__Assignment__. Exactly how many lines of the data below include the string "includes"? State the number and nothing more.

[Data items]
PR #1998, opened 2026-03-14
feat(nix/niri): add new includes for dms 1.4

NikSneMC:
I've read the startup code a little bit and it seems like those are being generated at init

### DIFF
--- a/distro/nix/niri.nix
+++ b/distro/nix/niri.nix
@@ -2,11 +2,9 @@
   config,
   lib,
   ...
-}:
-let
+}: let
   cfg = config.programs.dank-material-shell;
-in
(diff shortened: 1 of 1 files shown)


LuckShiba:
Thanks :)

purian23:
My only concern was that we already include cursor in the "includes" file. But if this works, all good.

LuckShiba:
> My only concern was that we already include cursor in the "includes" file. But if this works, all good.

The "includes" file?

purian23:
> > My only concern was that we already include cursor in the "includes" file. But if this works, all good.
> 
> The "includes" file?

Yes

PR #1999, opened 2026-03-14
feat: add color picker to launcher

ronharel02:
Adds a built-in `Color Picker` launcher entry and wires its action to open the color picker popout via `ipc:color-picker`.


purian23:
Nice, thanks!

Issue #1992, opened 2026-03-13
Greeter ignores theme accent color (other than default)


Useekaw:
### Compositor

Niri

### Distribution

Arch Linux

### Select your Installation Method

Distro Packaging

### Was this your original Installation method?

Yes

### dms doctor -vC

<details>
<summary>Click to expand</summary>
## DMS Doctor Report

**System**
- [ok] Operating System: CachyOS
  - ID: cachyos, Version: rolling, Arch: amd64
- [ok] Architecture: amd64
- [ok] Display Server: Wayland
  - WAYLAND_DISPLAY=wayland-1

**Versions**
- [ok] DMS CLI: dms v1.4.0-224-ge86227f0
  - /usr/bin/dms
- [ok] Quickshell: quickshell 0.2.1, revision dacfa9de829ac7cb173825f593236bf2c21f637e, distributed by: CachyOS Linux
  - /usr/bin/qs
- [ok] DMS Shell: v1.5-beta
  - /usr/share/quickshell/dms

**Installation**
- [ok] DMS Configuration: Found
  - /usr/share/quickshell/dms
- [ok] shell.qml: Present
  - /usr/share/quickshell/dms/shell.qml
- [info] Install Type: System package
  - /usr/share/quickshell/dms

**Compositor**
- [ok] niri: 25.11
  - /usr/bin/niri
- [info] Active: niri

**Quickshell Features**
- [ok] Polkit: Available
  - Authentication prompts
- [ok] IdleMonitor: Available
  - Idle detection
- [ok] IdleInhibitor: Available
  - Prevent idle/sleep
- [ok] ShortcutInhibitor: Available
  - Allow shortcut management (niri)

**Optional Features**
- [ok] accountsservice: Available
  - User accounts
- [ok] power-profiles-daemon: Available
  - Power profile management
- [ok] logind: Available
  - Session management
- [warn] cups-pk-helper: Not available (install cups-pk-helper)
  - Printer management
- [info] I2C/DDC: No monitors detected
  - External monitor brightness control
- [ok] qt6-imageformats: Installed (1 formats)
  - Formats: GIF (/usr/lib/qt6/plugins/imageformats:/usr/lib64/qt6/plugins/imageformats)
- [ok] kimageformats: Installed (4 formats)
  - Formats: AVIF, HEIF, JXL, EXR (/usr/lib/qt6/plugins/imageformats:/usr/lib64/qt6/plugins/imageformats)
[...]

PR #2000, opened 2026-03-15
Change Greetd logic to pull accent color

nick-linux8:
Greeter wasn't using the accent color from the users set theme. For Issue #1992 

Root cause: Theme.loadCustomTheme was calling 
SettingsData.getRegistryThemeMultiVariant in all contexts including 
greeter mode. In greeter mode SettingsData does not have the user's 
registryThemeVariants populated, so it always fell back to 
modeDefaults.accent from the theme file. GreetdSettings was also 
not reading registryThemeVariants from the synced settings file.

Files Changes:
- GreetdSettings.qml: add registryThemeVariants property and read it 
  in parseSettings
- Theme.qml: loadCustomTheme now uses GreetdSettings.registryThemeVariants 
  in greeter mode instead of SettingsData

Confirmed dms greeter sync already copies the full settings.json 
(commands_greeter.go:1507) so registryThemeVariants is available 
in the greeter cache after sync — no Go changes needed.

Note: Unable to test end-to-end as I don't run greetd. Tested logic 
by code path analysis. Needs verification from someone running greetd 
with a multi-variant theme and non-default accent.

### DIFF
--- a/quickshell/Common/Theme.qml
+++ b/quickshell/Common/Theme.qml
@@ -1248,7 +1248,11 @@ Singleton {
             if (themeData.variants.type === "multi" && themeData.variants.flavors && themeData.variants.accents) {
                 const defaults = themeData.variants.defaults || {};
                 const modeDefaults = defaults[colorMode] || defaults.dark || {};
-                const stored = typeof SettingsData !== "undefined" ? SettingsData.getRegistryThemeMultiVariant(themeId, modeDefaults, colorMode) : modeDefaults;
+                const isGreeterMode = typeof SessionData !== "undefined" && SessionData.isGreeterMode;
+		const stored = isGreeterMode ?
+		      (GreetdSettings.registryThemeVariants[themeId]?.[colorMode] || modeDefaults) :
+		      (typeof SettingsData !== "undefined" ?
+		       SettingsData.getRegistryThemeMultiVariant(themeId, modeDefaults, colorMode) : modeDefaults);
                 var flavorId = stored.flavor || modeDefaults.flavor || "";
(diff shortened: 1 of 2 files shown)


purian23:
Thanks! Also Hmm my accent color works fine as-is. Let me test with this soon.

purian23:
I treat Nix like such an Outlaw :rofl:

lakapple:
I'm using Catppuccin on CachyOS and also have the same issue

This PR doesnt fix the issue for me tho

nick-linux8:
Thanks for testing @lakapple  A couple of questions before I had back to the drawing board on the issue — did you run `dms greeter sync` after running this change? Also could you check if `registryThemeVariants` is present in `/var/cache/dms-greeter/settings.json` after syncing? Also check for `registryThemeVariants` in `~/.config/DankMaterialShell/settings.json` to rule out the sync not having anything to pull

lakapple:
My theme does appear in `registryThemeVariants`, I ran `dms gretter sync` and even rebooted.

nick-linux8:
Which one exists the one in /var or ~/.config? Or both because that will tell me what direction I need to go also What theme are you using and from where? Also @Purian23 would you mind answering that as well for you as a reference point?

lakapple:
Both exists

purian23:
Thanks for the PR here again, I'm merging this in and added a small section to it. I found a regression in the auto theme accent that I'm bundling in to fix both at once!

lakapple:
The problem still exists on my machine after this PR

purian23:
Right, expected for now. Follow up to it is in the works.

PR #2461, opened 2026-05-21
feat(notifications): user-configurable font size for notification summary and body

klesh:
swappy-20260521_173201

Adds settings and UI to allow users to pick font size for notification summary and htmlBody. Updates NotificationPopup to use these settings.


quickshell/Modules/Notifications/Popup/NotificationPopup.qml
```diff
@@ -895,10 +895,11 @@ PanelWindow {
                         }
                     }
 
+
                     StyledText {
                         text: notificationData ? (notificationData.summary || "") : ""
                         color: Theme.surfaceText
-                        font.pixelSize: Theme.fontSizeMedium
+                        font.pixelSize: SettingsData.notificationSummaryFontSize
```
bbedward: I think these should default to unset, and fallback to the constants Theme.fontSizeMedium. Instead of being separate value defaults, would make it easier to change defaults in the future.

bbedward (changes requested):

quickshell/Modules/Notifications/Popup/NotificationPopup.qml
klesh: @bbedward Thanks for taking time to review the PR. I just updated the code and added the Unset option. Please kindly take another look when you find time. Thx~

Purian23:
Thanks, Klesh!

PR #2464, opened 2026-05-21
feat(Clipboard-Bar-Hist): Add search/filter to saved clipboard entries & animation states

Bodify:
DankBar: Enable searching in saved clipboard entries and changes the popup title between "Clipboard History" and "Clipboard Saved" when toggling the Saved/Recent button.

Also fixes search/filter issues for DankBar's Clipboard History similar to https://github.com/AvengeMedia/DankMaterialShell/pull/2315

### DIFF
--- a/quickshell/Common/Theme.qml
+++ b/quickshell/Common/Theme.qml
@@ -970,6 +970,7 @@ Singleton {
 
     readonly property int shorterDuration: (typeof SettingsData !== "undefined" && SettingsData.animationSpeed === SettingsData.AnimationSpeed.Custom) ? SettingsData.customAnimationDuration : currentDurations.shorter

__Output for this task__. 6